All stories

Daytona

How Daytona reviews the code a million agents run on

Daytona builds the infrastructure that AI agents run on: sandboxes that spin up in about 100 milliseconds, and that customers launch hundreds of thousands at a time.

They've raised around $31M, and run production workloads for LangChain, Turing, Writer, and SambaNova.

When you're the layer all those agents run on, you can't afford a bad change. A bug in snapshot distribution or sandbox lifecycle can turn into a customer outage fast.

Toma Puljak has been on the team since day one and touches about 90% of the product, so he sees code go from an agent's first draft all the way to production. These days, that whole pipeline ends on one rule:

"Raise a PR, and don't request a review from anyone until you've resolved all the cubic comments."

— Toma Puljak, software engineer at Daytona

Choosing the best AI code reviewer

Daytona tried a few other AI code review tools before landing on cubic. One option was incredibly noisy.

"You'd fix a batch of comments, push, and it would come back with five new ones. It just loops forever, until you give up and merge anyway."

— Toma Puljak

Another was too complex to configure, and did not work well enough out of the box.

"We couldn't justify spending a whole day just figuring out what to configure before it did anything useful."

— Toma Puljak

They also evaluated other tools in the category, but ultimately preferred cubic's review quality.

The review Daytona won't merge without

Before cubic, code reviews worked how they do in most teams: open a PR, assign it to a (human) reviewer, and wait for them to review the code (often a few hours), and start over.

The review cycle-time was slow, and was becoming the bottleneck in their SDLC. Now, cubic reviews PRs as soon as they're opened. Engineers only request a human review when cubic's comments are resolved.

"I'd say 90% or more of cubic's comments are actually valid. And the few we do dismiss are intentionally kept in because they're part of something bigger that we're still working on."

— Toma Puljak

A reviewer that accurate changes the way you ship software. For Daytona, cubic is now a mandatory step in their shipping process.

It earns that spot twice over, because Daytona is open source with a large public repository.

Reviewing outside contributions used to eat a lot of the team's time. A maintainer had to find an hour for a stranger's PR, and contributors could wait days. Now cubic reviews each one the moment it goes up, so initial review cycles happen without a human maintainer involved.

The P0 that would have broken snapshot distribution

Toma has learned to trust cubic's P0s. It's the most serious flag the tool raises, and it's almost never wrong. A few weeks ago, one showed up on a Daytona PR.

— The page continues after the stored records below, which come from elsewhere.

PR #2070, opened 2021-07-07
axc11rv, axc11v; mathbox: axc11n11r

benjub:
* move axc11rv to Main, as agreed in #2069 ; use it instead of axc11r to prove axc16g (and edit comment of axc16g); move axc11r right before ax-13 to make it clear that it is not used to prove theorems in the ax-12-section. Also add axc11v (note that here, one also avoids use of ax-13 since aecom with a dv condition is an instance of aevlem, so does not require ax-13).
* mathbox: add axc11n11r with motivational comments (might be of interest to @nmegill).

### DIFF
--- a/discouraged
+++ b/discouraged
@@ -14541,6 +14541,7 @@ New usage of "bitsfzolemOLD" is discouraged (0 uses).
 New usage of "bj-0" is discouraged (1 uses).
 New usage of "bj-1" is discouraged (0 uses).
 New usage of "bj-ax12iOLD" is discouraged (0 uses).
+New usage of "bj-ax12v3ALT" is discouraged (0 uses).
 New usage of "bj-ax6e" is discouraged (0 uses).
 New usage of "bj-axc4" is discouraged (0 uses).
 New usage of "bj-axd2d" is discouraged (0 uses).
@@ -19107,6 +19108,7 @@ Proof modification of "bj-aecomsv" is discouraged (16 steps).
 Proof modification of "bj-alcomexcom" is discouraged (45 steps).
 Proof modification of "bj-ax12iOLD" is discouraged (20 steps).
 Proof modification of "bj-ax12v" is discouraged (35 steps).
+Proof modification of "bj-ax12v3ALT" is discouraged (44 steps).
 Proof modification of "bj-ax6e" is discouraged (43 steps).
 Proof modification of "bj-ax6elem1" is discouraged (27 steps).
 Proof modification of "bj-ax6elem2" is discouraged (23 steps).
@@ -19119,6 +19121,7 @@ Proof modification of "bj-axc11nv" is discouraged (66 steps).
 Proof modification of "bj-axc11v" is discouraged (14 steps).
 Proof modification of "bj-axc15v" is discouraged (103 steps).
 Proof modification of "bj-axc16b" is discouraged (14 steps).
+Proof modification of "bj-axc16g16" is discouraged (25 steps).
 Proof modification of "bj-axc4" is discouraged (15 steps).
 Proof modification of "bj-axd2d" is discouraged (16 steps).
 Proof modification of "bj-axdd2" is discouraged (28 steps).
--- a/discouraged
+++ b/discouraged
@@ -16141,6 +16141,7 @@ New usage of "ex-natded9.20" is discouraged (0 uses).
 New usage of "ex-natded9.20-2" is discouraged (0 uses).
 New usage of "ex-natded9.26" is discouraged (0 uses).
 New usage of "ex-natded9.26-2" is discouraged (0 uses).
+New usage of "exanOLD" is discouraged (0 uses).
 New usage of "exatleN" is discouraged (1 uses).
 New usage of "exbiOLD" is discouraged (0 uses).
 New usage of "exbidhOLD" is discouraged (0 uses).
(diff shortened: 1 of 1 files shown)


benjub:
@nmegill Your ax13fromc9 (in your mathbox) can be shortened (203->120 bytes) by using ax13b and twice ax-c5, which streamlines it. May I do the change within your mathbox "silently" (i.e. no credit comment) ?

    ( weq wn wal wi ax-c5 con3i ax-c9 syl2im ax13b mpbir ) ABDZEZBCDZPAFZGZGOACD
    ZEZRGGONAFZETSAFZERUANNAHIUBSSAHIBCAJKQABCLM $.
---------The proof of "ax13fromc9" (120 bytes) ends above this line.

 75       con3i.a=ax-c5    $a |- ( A. x x = y -> x = y )
 76     syl2im.1=con3i   $p |- ( -. x = y -> -. A. x x = y )
 89       con3i.a=ax-c5    $a |- ( A. x x = z -> x = z )
 90     syl2im.2=con3i   $p |- ( -. x = z -> -. A. x x = z )
 94     syl2im.3=ax-c9    $a |- ( -. A. x x = y -> ( -. A. x x = z -> ( y = z -> A. x y = z ) ) )
 95   mpbir.min=syl2im $p |- ( -. x = y -> ( -. x = z -> ( y = z -> A. x y = z ) ) )
104   mpbir.maj=ax13b  $p |- ( ( -. x = y -> ( y = z -> A. x y = z ) ) <-> ( -. x = y -> ( -. x = z -> ( y = z -> A. x y = z ) ) ) )
105 ax13fromc9=mpbir $p |- ( -. x = y -> ( y = z -> A. x y = z ) )

nmegill:
Go ahead.  It doesn't matter to me if you want to include a proof shortened acknowledgment - up to you.  BTW this material used to be in main but I moved it back to my mathbox when we did an axiom cleanup in main, but it can be treated as public since I plan no more changes to it myself.  The main thing to keep in mind is to take care that proofs do not make use of the new axioms, except in cases where the new axioms have already been proved from the old, as described in the ax13fromc9 comment.

While you are in there:  I want to change the labels "ax4" to "ax4fromc4",  "ax10" to "ax10fromc7", and "ax12o" to "ax12fromc15", to be consistent with the other ax\*from\* labels in mmset.html Appendix 8 where the main axiom being replaced is stated after the "from".  (We will lose the automatic check that ax-4 = ax4 and ax-10 = ax10 in 'verify markup' but I think consistency and descriptiveness is more useful in these special cases.)  Could you do that, and also update mmset.raw.html with the changes?  Thanks.

benjub:
@nmegill I'm doing it.  How to deal with section titles that are more than 79 characters long ?

> =-=-=-=-=-=-=-=-=-=-=-=-=-=-=-=-=-=-=-=-=-=-=-=-=-=-=-=-=-=-=-=-=-=-=-=-=-=-=-=
>   Rederive new axioms from old: ax4fromc4, ax10fromc7, ax6fromc10, ax12fromc15, ax13fromc9
> =-=-=-=-=-=-=-=-=-=-=-=-=-=-=-=-=-=-=-=-=-=-=-=-=-=-=-=-=-=-=-=-=-=-=-=-=-=-=-=

aecom-o claims it does not use ax-5 but it actually does (it is actually identical to axc11nfromc11 but its comment says "unlike axc11nfromc11...). Should I delete it ?

nmegill:
> @nmegill I'm doing it. How to deal with section titles that are more than 79 characters long ?

Right now you can't.  In order to keep the table of contents tidy (so people don't put essays into the titles), I'm not sure we want to allow it, but we can discuss that separately.  If more information needs to be stated, it can go under the header as usual.

> 
> > =-=-=-=-=-=-=-=-=-=-=-=-=-=-=-=-=-=-=-=-=-=-=-=-=-=-=-=-=-=-=-=-=-=-=-=-=-=-=-=
> > Rederive new axioms from old: ax4fromc4, ax10fromc7, ax6fromc10, ax12fromc15, ax13fromc9
> > =-=-=-=-=-=-=-=-=-=-=-=-=-=-=-=-=-=-=-=-=-=-=-=-=-=-=-=-=-=-=-=-=-=-=-=-=-=-=-=

I suggest changing it to:  "Rederive new axioms ax-4, ax-10, ax-6, ax-12, ax-13 from old"

> 
> aecom-o claims it does not use ax-5 but it actually does (it is actually identical to axc11nfromc11 but its comment says "unlike axc11nfromc11...). Should I delete it ?

It looks like the ax-5 (old ax-17) dependence happened sometime between 2001 and 2005, when the ax-5-free proof of equid was changed to a shorter one depending on ax-5.  equid1 still has a proof without ax-5 dependence.

More recently, references to ax-7 were changed to ax7, which also depends on ax-5.  So the proof could be recovered, but it's going to make the comment in ax-7 confusing (contrary to "the only theorem referencing ~ ax-7 should be ~ ax7v"), and I don't think it's worth it.  The original proof without ax-5 (a full condensed detachment proof directly from axioms) is in Lemma  L12 the article as stated in the comment.

I think we should delete axc11nfromc11 and change the aecom-o comment to say that an ax-5-free proof is given for Lemma L12 in the article.  Note that several later proofs depend on aecom-o.  If you feel it's more informative to change the label of aecom-o to axc11nfromc11, that's fine too.

Someday someone may want to go through the old axiom section and clean up these odds and ends, but it is only of obscure historical interest and low priority.

PR #2073, opened 2021-07-07
Shorten proofs of eqsbc3r, sbcimdv, sbcrext, rmob, and rmob2

jamesjer:
Continuing my study of proofs, I found a few more that can be shortened.  The shortening of rmob and rmob2 was mostly accomplished by `MINIMIZE_WITH` with only a small nudge from me, so no "Proof shortened by" comments for those two.  Neither the old nor the new proof of eqsbc3r requires that x and A be distinct, so I removed that dv condition.

I checked each old/new proof pair with "show trace_back <label> /axioms", and none of them changed.

### DIFF
--- a/discouraged
+++ b/discouraged
@@ -16088,6 +16088,7 @@ New usage of "eqeqan12dALT" is discouraged (0 uses).
 New usage of "eqerOLD" is discouraged (0 uses).
 New usage of "eqid1" is discouraged (0 uses).
 New usage of "eqresr" is discouraged (4 uses).
+New usage of "eqsbc3rOLD" is discouraged (0 uses).
 New usage of "eqsbc3rVD" is discouraged (0 uses).
 New usage of "equequ2OLD" is discouraged (0 uses).
 New usage of "equid1" is discouraged (0 uses).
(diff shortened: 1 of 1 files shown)


benjub:
Thanks for checking axiom usage. Can you see if the removal of the DV condition propagates to the theorems recursively using it (and if yes, carry it, even in mathboxes) ?

jamesjer:
It does, but all 3 uses of it are by theorems marked "Proof modification discouraged".  Should I remove the DV conditions on those theorems anyway?

nmegill:
> I checked each old/new proof pair with "show trace_back /axioms", and none of them changed.

BTW I typically use 'show trace_back /essential /axioms /match a\*' or 'sh t/e/a/m a\*'. 
 '/essential' ignores syntax axioms, and the (optional) '/match a\*' ignores df-\* (definitions).  You can omit '/match a\*' when you want to know if new definitions were used or old ones dropped.

jamesjer:
Great, thank you for the tip.

nmegill:
> It does, but all 3 uses of it are by theorems marked "Proof modification discouraged". Should I remove the DV conditions on those theorems anyway?

You should go ahead and remove them.  There's hardly ever a reason to have unnecessary DVs (rare exceptions being theorems like ~ax6v that have the reasons clearly stated in their comments).  "Discouraged" doesn't necessarily mean "prohibited" but more "be sure any modification you make doesn't conflict with the author's original intent" e.g. to avoid the use of certain axioms or to demonstrate an alternate proof.  Anyway, removing an unnecessary DV doesn't modify the proof.

benjub:
For fast checking, I type "MM>sh tr xxx /ma ax-*" (taking advantage of the syntax used for axiom labels), but for full information, I'm happy that @jamesjer checks all $a-statements (for instance, in reu8 in #2067 he removed use of df-clab, which is nice to know).

PR #2075, opened 2021-07-08
Lemmas for knoppndv. ( ZZ>= ` 1 ) ==> NN.

acipsen:


benjub:
It looks like N e. RR suffices for the first few lemmas (and maybe most of them?) and also shortens their proofs. Maybe introduce the restriction N e. NN (or NN0) only when/if needed ?

acipsen:
You are, of course, right that N e. RR suffices for some (but not all) of the lemmas. I don't really see these lemmas having any use outside the specific theorem (that there exists continuous nowhere differentiable functions). So, for reasons of readability, I would prefer to keep the "type" of N fixed throughout. Regards, Asger.

PR #2083, opened 2021-07-11
K4 - closure is idempotent - equivalencies

arpie-steele:
Continue developing equivalencies between the analogues of neighborhoods, closures, interiors and convergents.
A topology satisfies all 5 of K0, K1, K2, K3, and K4. 
Still to do:
- K5 - closure commutes with arbitrary union even for infinite sets.
- Prove K13 and B e. Fin implies K5
- KF - The neighborhoods of every point form a filter (probably equivalent to some combination of axioms already known)
- Explore if removing the requirements for a topology to be closed under finite intersection and arbitrary union maps elements of ~P ~P B to ( ~P B ^m ~P B ) in a consistent manner.


benjub:
@arpie-steele : rereading the section comment, I saw a few things:
* first line: "the one-to-one relation": I would even say "the involution"
* there is no "natural isomorphism between K and N"; rather, it is the natural isomorphism PPB^B >-->> PB^PB which permits to transfer back and forth properties of a closure function K \in PB^PB and a neighborhood function N \in PPB^B, which correspond to each other under that isomorphism.
* the term "convergent function" is not very good... I would say that each M(x) is the set of adherents of x, or the adherent system of x (analogous to the term "neighborhood system") and M is an "adherent function". ("convergent" makes us think of sequences, which is more restrictive)
* N(x) is called the neighborhood system of x. For instance, in your table, "neighborhoods are nonempty" should read "neighborhood systems are nonempty".
* For your row "correspondences", I think two lines are enough:
```
S e. N(X)           <-> X e. I(S) <-> ...
-. (B \ S ) e. N(X) <-> ....      <-> ...
```
with the "<->" signs centered in-between columns, like the "=" signs below them (that array is a great idea).
Some columns appear centered and others left-aligned.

"We had a P0 that probably would have stopped all our snapshots from distributing. That would have been a big incident for us."

— Toma Puljak

For an infrastructure company whose customers depend on those snapshots, that's about as bad as it gets. What made it especially hard to catch was that the bug was nowhere near the code the PR changed.

"The diff didn't even touch the function that would've broken. It changed something in a completely different part of the code, and cubic still caught it."

— Toma Puljak

Daytona's codebase is incredibly complex, with several interdependent systems that rely on each other.

A change in one place can break something on the far side of the codebase, which is the kind of bug that humans struggle to manually catch during code review.

The same blind spot affects security, which Daytona has to clear with outside auditors. They're now setting up a custom cubic agent for security review.

Building the infrastructure AI agents run on

At Daytona, agents write most of the code now. The hard part is trusting it. Agents produce more than anyone can carefully review, and on infrastructure other companies run on, a single missed bug becomes someone else's outage.

cubic is what makes that volume safe to ship. It reviews every PR first, catches the bugs that hide across files, and is right often enough that the team lets it go ahead of them. They get to move at the speed agents write, without lowering the bar on what reaches production.